#### WORK REQUIRED:
Leave every entry as it is and write the data out in full.

···

PR #4924, opened 2025-08-29
Use ccache on Windows in CI

ktbarrett:


ktbarrett:
>Not saving cache because no objects are cached.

···

#### EXERCISE RESPONSE:
PR #4924, opened 2025-08-29
Use ccache on Windows in CI

ktbarrett:


ktbarrett:
>Not saving cache because no objects are cached.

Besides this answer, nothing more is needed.